Today makes two weeks since our sweet Greer girl came into this world. It makes my mama heart so excited to see her grow and also so sad to see her getting bigger and slowly (rapidly to me) moving out of the newborn stage. It's bittersweet, that's the best word for it.
So today, before I get too much further away from her birth day, I wanted to share her birth story. Because I want to remember every detail for always.
As you might know, our OB discovered that Greer was transverse around 34 weeks. After an unsuccessful attempt to turn her into the head down position at 37 weeks and 2 days, a c-section was scheduled for December 21.
I felt pretty certain that I could count on my girl to make her appearance on her own time, but I was wrong. My sweet girl stayed put until the date that had been set for her arrival. And I'm thankful for that in hindsight. It gave husband and I plenty of extra time together before the two of us became the three of us. So Monday, December 21st is where we pick up.
Our c-section had been scheduled for 9:30 a.m., and we had been instructed to be at the hospital at 7:00 that morning to get checked in, settled into our room, and get the IV fluids pumping through me. Not long after we arrived we were told that our c-section would be bumped another couple of hours, around 11:00. One mom-to-be had gone into natural labor and our doctor was readying to deliver her baby. The c-section ahead of us was moving into our spot and we were being moved to a later time.

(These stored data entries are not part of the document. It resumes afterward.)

PR #145, opened 2023-05-25
Rate refactor

samlown:
* Major refactor of Tax Rate handling
* Tags outside of the invoice are now gone and moved to Rates.
* `org.Item` now has it's own key field (required for TicketBAI)
* `cbc.Code` now supports adding `.`
* Moved from `cbc.Meta` to `cbc.CodeSet` for keys used potentially by regime specific conversion tools.
* Removed `Base` from `tax.CategoryTotal`


cbc/key.go
```diff
@@ -54,14 +85,42 @@ func (k Key) In(set ...Key) bool {
 	return false
 }
 
+// IsEmpty returns true if the key has no value.
+func (k Key) IsEmpty() bool {
+	return k == KeyEmpty
+}
+
+// HasValidKeyIn provides a validator to check the Key's
+// value is within the provided know set.
```
lucanioi, line 94: know set?

regimes/it/invoice_validator.go
lucanioi, line 1: what's going on here?

regimes/it/pay.go
lucanioi, line 1: Nice, I think this approach is much more consistent with how we handle other codes!!

regimes/it/scenarios.go
```diff
@@ -17,89 +80,141 @@ var invoiceScenarios = &tax.ScenarioSet{
 		// **** TIPO DOCUMENTO ****
 		{
 			Types: []cbc.Key{bill.InvoiceTypeStandard},
-			Meta: cbc.Meta{
+			Name: i18n.String{
+				i18n.EN: "Regular Invoice",
+				i18n.IT: "Fattura",
+			},
+			Codes: cbc.CodeSet{
```
lucanioi, line 87: This makes sense for Italy, I just hope it translates well to other regimes in the future.

lucanioi (approved):
Looks great, I'm looking forward to using this in the XML converter. Only thing is it seems like this doesn't include latest changes to the code (like `it/invoices.go` being replaced by `it.invoice_validator.go`

regimes/it/invoice_validator.go
samlown: I have no idea... adding this placeholder file was the only way I could get the linter to work!

regimes/pt/tags.go
```diff
@@ -7,46 +7,12 @@ import (
...
-	TagNonTaxable    cbc.Key = "non-taxable"
-)
-
 // Invoice type tags
 const (
 	TagInvoiceReceipt cbc.Key = "invoice-receipt"
 )
 
-var invoiceTags = []*tax.Tag{
+var invoiceTags = []*tax.KeyDefinition{
```
cavalle, line 15: @samlown I noticed that, in IT, you moved the `invoiceTags` to `scenarios.go` and deleted `tags.go`. Do we want to do the same in PT?

samlown: yes, that does make sense... moving.

PR #147, opened 2023-05-26
Fix combining rates when the keys are different

samlown:
* Fixes an issue in Italy whereby multiple income tax rate definitions in the same invoice were being combined into one.


lucanioi (approved):
LGTM!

Part of me was sad that we would have to wait even longer to meet our girl, but it was also a blessing in disguise. It gave me time to calm down, let the jitters subside, and enjoy the morning. Because when you're about to go into a major surgery to give birth to your child, all the nerves are going. That and you're about to be a mom for the first time. Nerves times a million.

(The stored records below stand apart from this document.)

PR #150, opened 2023-05-29
Add TaxCountryRegion & TaxCode codes to PT regime

cavalle:
* Adds `TaxCountryRegion` and `TaxCode` codes to the PT regime
* Adds table documentation on how to map GOBL fields to those codes
* Enables replacing hard-coded mapping logic in IX provider (see https://github.com/invopop/invoicexpress/pull/35)

### DIFF
--- a/regimes/pt/README.md
+++ b/regimes/pt/README.md
@@ -21,9 +21,43 @@ Portugal doesn't have an e-invoicing format per se. Tax information is reported 
 | ND | Nota de débito | `credit-note` | |
 | NC | Nota de crédito | `debit-note` | |
 
+### `TaxCountryRegion` (País ou região do imposto)
+
+| Code | Name | GOBL Tax Identity Zone |
+| --- | --- | --- |
+| PT | Aveiro | `01` |
+| PT | Beja | `02` |
+| PT | Braga | `03` |
+| PT | Bragança | `04` |
+| PT | Castelo Branco | `05` |
+| PT | Coimbra | `06` |
+| PT | Évora | `07` |
+| PT | Faro | `08` |
+| PT | Guarda | `09` |
+| PT | Leiria | `10` |
+| PT | Lisboa | `11` |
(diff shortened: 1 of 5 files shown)


regimes/pt/README.md
```diff
@@ -21,9 +21,43 @@ Portugal doesn't have an e-invoicing format per se. Tax information is reported
 | ND | Nota de débito | `credit-note` | |
 | NC | Nota de crédito | `debit-note` | |
 
+### `TaxCountryRegion` (País ou região do imposto)
+
```
samlown, line 25: I think we need more details here for how these fields will be used, I tried to do the same for Italy already. The "GOBL Tax Identity Zone" also feels a bit out of place, it looks like we made up a number. These are actually the zone codes from ISO 3166-2:PT (according to the comment in the code: https://github.com/invopop/gobl/blob/main/regimes/pt/pt.go#L23)

regimes/pt/tax_categories.go
```diff
@@ -135,6 +144,7 @@ var taxCategories = []*tax.Category{
 					i18n.PT: "Artigo 16.°, n.° 6 do CIVA",
 				},
 				Codes: cbc.CodeSet{
+					KeyATTaxCode:          "ISE",
```
samlown, line 147: I'm surprised the linter didn't pick up on this... might be better to have constants when the code is repeated so much?

regimes/pt/README.md
cavalle: Local codes descriptions added in f055a5bde1a0e2f7dcdff3ab3ffaea1bd95e54af. Thank you for the feedback!

regimes/pt/tax_categories.go
cavalle: Repeated codes extracted to constants in 82b32dbb5066a08dc8417aaf22532d6edbe4608e. Thank you for the feedback!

My parents and sister waited with husband and I in our room until go time. Dressed in a hospital gown, that annoying IV hooked to my left hand, we made light conversation. Husband and I shared a lot of "is this really happening" moments, and before I knew it, the clock was hitting 11:00.

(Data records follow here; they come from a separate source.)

PR #151, opened 2023-05-29
Passing the draft status of an envelope to validation

samlown:
* Documents can now check if the envelope is in draft mode by looking at the context.
* Useful for allowing the Invoice Code field to be blank while in draft, but not allowed when transitioning to a closed invoice, which is the default if no envelope is present.


cavalle (approved):
LGTM!

PR #154, opened 2023-06-15
WIP Mexico Validations

cavalle:


regimes/mx/invoice_validator.go
```diff
@@ -0,0 +1,64 @@
...
+}
+
+func (v *invoiceValidator) validate() error {
+	inv := v.inv
+	return validation.ValidateStruct(inv,
+		validation.Field(&inv.Customer,
+			validation.Required,
+			validation.By(v.validCustomer),
+		),
+		validation.Field(&inv.Lines,
```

About that time the prep for a move into surgery started happening. They upped the IV fluids, I downed a shot-size of anti-acid, which tasted like soured grape (it was gross!), and another dose of anti-acid medicine went into my IV. My temperature was taken and the band on my arm scanned several times.
It all started feeling much more real when husband began dressing in his paper scrubs. It was happening. We were about to meet our girl for the first time, a fact that hadn't settled into my core quite yet. The nurse donned my head with my own cap, and I said my goodbyes and shared hugs and kisses with everyone before they wheeled me off to the OR for the last part of my prep. I left an excited and anxious husband outside of our room waiting for the nurse to bring him into the operating room.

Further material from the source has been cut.